Forum Moderators: open
How i see it is you are presenting optimized content to the search engines and a diff page to the customer?
So fare with the information i have gathered i have been trying to do it by creating a robot.txt file that allows specific spiders access to optimized pages and disallows access to any other area of the site.
I believe that the optimized pages need the meta tags no index and no archive on them? Also if you are disallowing access to say for instance your index page in preference to your optimized page how do the spiders see the relationship between the optimized page and your index page?

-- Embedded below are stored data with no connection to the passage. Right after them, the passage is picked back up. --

PR #21049, opened 2026-06-02
Google file search — default to all drives when no drive is selected

### LINKED ISSUE #21024: Google file search — default to all drives when no drive is selected
Google Drive (helper) / Google Sheets / Google Slides / Google Docs

https://developers.google.com/workspace/drive/api/reference/rest/v3/files/list

## Problem

When no `driveId` is selected, the Google file-search helpers in `google_drive`, `google_sheets`, `google_slides`, and `google_docs` silently exclude Shared Drive content. Agents can't find Shared Drive files without pre-selecting the drive.

## What's needed

Three changes:

1. **Update `getListFilesOpts` in `google_drive/common/utils.mjs`** — when no `drive` is passed, default the request to `corpora: "allDrives"` with both `supportsAllDrives: true` and `includeItemsFromAllDrives: true`, so `files.list` returns items from My Drive and every Shared Drive the user can access. Used by `find-file`, `find-folder`, `find-forms`, `find-spreadsheets`, `list-files`, and `google_docs-find-document` (which imports this helper).

2. **Update `listSheetsOptions` in `google_sheets.app.mjs` and `listPresentationsOptions` in `google_slides.app.mjs`** — apply the same default when no `driveId` is passed.

3. **Add a `limitToMyDrive` opt-out prop** mirroring the one introduced in #20680 for `list-files`. Wire it onto the affected actions so callers (especially agents) can narrow back to a My-Drive-only scan when the broad default isn't appropriate. Reuse the same prop shape and inverted mapping (`limitToMyDrive: true` → passes `includeItemsFromAllDrives: false`).

Verified via the Connect proxy: with only `supportsAllDrives=true`, `files.list` returned My-Drive items only. Adding `includeItemsFromAllDrives=true` and `corpora=allDrives` also returned Shared-Drive items.

## Notes

- This is a behavior change. Workflows that silently exclude Shared Drives today will start matching them after this ships. Bump the minor version on each affected component and call it out in release notes.
- This pairs with #20680: that PR fixed the driveId-set branch of `getListFilesOpts` (was 403'ing on Shared Drives). This issue fixes the no-driveId branch. Together they cover both paths.
- Audit confirmed: Drive, Sheets, Slides, and Docs are the only Google apps in this repo that call `files.list`. Forms, Gmail, Calendar, Tasks, Contacts, and Photos don't surface a Drive file picker that hits this endpoint.
- Sources (`new-or-modified-files`, `new-files-instant`, etc.) also call `getListFilesOpts`. They're not in the agent path, so need to change.

***[PIPE-114]***

michelle0927:
Resolves #21024 

## Summary by CodeRabbit

* **New Features**
  * Added a "Limit to My Drive" option for file/search flows in Drive, Sheets, and Slides.

* **Bug Fixes**
  * Improved drive-search behavior to better distinguish personal vs. shared-drive queries.
  * Default drive selection now defaults to "All Drives" when left unset.

* **Chores**
  * Numerous component, action, source, and package version bumps across Google Drive, Sheets, Slides, and Docs.


components/google_drive/sources/changes-to-specific-files/changes-to-specific-files.mjs
```diff
@@ -16,7 +16,7 @@ export default {
   key: "google_drive-changes-to-specific-files",
   name: "Changes to Specific Files",
   description: "Watches for changes to specific files, emitting an event when a change is made to one of those files. To watch for changes to [shared drive](https://support.google.com/a/users/answer/9310351) files, use the **Changes to Specific Files (Shared Drive)** source instead.",
```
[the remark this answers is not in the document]
michelle0927: For new sources being added, a doc link should be included. However, if the source already exists, it doesn't need a doc link added. Applies to all sources.

components/google_drive/package.json
```diff
@@ -1,6 +1,6 @@
 {
   "name": "@pipedream/google_drive",
-  "version": "1.10.0",
+  "version": "1.11.0",
```
ashwins01, line 3: should we update this version in `google_docs` aswell ? even though the latest version of `google_drive` will get downloaded in the execution-environment ?

ashwins01 (changes requested):
The `watchedDrive`/`drive` prop is being defaulted to `My Drive` even though we want it to default to `All Drives` when no drive is selected which would cause the `corpora` to always return `user` when no drive is selected. I tried the `find-file` action and I was able to repro this issue. Seems like its worth taking another look at, would you mind taking another look at it ?

components/google_drive/sources/common-webhook.mjs
```diff
@@ -19,7 +19,6 @@ export default {
         googleDrive,
         "watchedDrive",
       ],
-      description: "Defaults to My Drive. To select a [Shared Drive](https://support.google.com/a/users/answer/9310351) instead, select it from this list.",
```
ashwins01, line 22: should we keep the description, but let it say that this defaults to all-drives including shared-drives ?

```
description: "Defaults to **All Drives** (My Drive and all Shared Drives you have access to) when no selection is made. To limit to your personal drive or a [Shared Drive](https://support.google.com/a/users/answer/9310351), select it from this list.",
```

components/google_sheets/actions/update-row/update-row.mjs
```diff
@@ -10,9 +10,9 @@ export default {
   key: "google_sheets-update-row",
   name: "Update Row",
   description: "Update a row in a spreadsheet. [See the documentation](https://developers.google.com/sheets/api/reference/rest/v4/spreadsheets.values/update)",
-  version: "0.1.19",
+  version: "0.1.21",
```
ashwins01:
```suggestion
  version: "0.1.20",
```

ashwins01 (dismissed):
Looks good to me, moving to QA!

mariano-pd (approved):
QA testing successful ✅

Could anybody please fill in the grey areas as i seem to be reaching a lot of dead ends.
Cheers
Mrgreedy
Cloaking really has nothing to do with the robots.txt. Cloaking, for SEO purposes, is showing the same web page to different visitors, and the visitors see different content.
This requires some kind of scripting language to identify visitors and decide which content they get, as well as to selectively serve the content.
Most cloaking is done using either Perl or PHP. A cloaked web page will be a Perl or PHP script which identifies a visitor as either a search engine spider or a non-search engine spider (a human). If the visitor is a search engine spider, then the script shows the visitor the optimized web page. If the visitor is a non-search engine spider, then the script shows the visitor some other page, such as a home page.
You can get some more details on the process here: [webmasterworld.com...]
A new question like this should normally be posted in a thread of its own, so this thread can stay on-topic, but I'll answer your question quickly.
If the cloaking is done right, there is no fool-proof way of detecting it. There will be nothing in the HTML source that gives it away. You could try a couple of things to try detecting cloaking, though:
1) Check the Google cache. If the cache is different from the linked page, then there is a good chance the page is cloaked if it is at the top of the serps. If there is no cache, then the webmaster has used the NOARCHIVE meta tag to disallow caching. Some people think this is an indication of cloaking, but it is used for a number of unrelated purposes, so it isn't a sure-fire method of detection.
2) You can use a browser like Firefox to change your user agent to Googlebot's and access the possibly cloaked page. If the page is different, then it is probably cloaked.
3) Try accessing the page through a search engine proxy, such as a translation tool or WAP proxy. If the page changes, then it may be cloaked.
All of the above methods are usually accounted for in commercial cloaking software.